23 mai 2023 • 8 minutes de lecture
Il était toujours là mais ça faisait des années qu’on n’en entendait plus vraiment parler : Playboy ! Coup de projecteur sur un vieux magazine de charme qui semble reprendre du poil de la bête et qui n’en est peut-être qu’au début de sa résurrection.
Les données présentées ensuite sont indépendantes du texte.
PR #1315, opened 2021-01-18
Add sort_by title

xpe:
Add sorting by title.

Discussed at https://zola.discourse.group/t/allowing-sorting-by-title/369/3

Sanity check:

Code changes:

### DIFF
--- a/Cargo.lock
+++ b/Cargo.lock
@@ -52,6 +52,12 @@ dependencies = [
 ]
 
 [[package]]
+name = "any_ascii"
+version = "0.1.7"
+source = "registry+https://github.com/rust-lang/crates.io-index"
+checksum = "70033777eb8b5124a81a1889416543dddef2de240019b674c81285a2635a7e1e"
+
+[[package]]
 name = "arrayvec"
 version = "0.5.2"
 source = "registry+https://github.com/rust-lang/crates.io-index"
@@ -1161,6 +1167,15 @@ dependencies = [
 ]
 
 [[package]]
+name = "lexical-sort"
+version = "0.3.1"
+source = "registry+https://github.com/rust-lang/crates.io-index"
+checksum = "c09e4591611e231daf4d4c685a66cb0410cc1e502027a20ae55f2bb9e997207a"
+dependencies = [
+ "any_ascii",
+]
+
+[[package]]
 name = "libc"
 version = "0.2.82"
 source = "registry+https://github.com/rust-lang/crates.io-index"
@@ -1176,6 +1191,7 @@ dependencies = [
  "front_matter",
  "globset",
  "lazy_static",
+ "lexical-sort",
  "rayon",
  "regex",
  "rendering",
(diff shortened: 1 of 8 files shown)


southerntofu:
That looks good @xpe, thanks for the patch. Do you think the sorting works well across casing and for non-english locales? I'm under the impression you're currently sorting the strings as byte vectors, so following unicode points.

Si je vous dis Playboy, il est fort probable que cela vous évoque deux choses : ou un passé déjà passablement lointain, ou un souvenir au contraire très récent, celui du buzz suscité depuis quelques semaines par la une du dernier numéro, consacré à Marlène Schiappa. Entre deux, rien ou presque. A croire que la plupart d’entre nous avions complètement oublié, avant cette polémique, que le célèbre magazine aux oreilles de lapin existait toujours, qu’il avait toujours une succursale française et qu’il était encore aujourd’hui – à l’heure où le sexy semblait être passé avec armes et bagages sur le net – disponible dans tous les kiosques. Moi-même je n’y avais repensé qu’il y a quelques mois, durant l’hiver dernier, lorsque Simon Wauquiez (alias Simon Collin), qui n’avait pas encore été nommé rédacteur-en-chef du titre, m’avait suggéré : « Tu devrais jeter un œil sur la mouture actuelle de Playboy, il y a des trucs intéressants. »
Un peu réac peut-être ?
Et en effet, il y avait quelques bons papiers dans le premier numéro que j’ai acheté (le onzième de la nouvelle formule) : un entretien avec le romancier Simon Liberati, un autre avec le médecin Frédéric Saldmann, un papier sur Louis de Funès, un article sur les romans policiers français et un beau reportage photographique sur l’urbex. Les cahiers photographiques valaient le détour, oscillant entre le classieux et le plus grunge, avec une vraie diversité des modèles et des types de prises de vue. Et avec tout ça un petit côté vintage pas désagréable grâce aux grands dessins pleine page à l’humour un peu suranné (ceux de Kiraz notamment) et à quelques textes d’archives comme celui de Geneviève Dormann tirant à boulets rouges sur le féminisme de son temps. « Méfiez-vous de celui qui se dit féministe, écrivait-elle. Ou c’est un lâche qui a compris l’avantage qu’il pouvait en tirer, ou c’est un tordu honteux de ses penchants féminins et qui s’offre le luxe de les satisfaire sous couvert d’humanité… Il va enfin pouvoir langer, tricoter et se déguiser en femme sans risquer un ridicule qui lui fait peur. » Inutile d’aller vérifier : ça n’a pas été écrit en 2023 !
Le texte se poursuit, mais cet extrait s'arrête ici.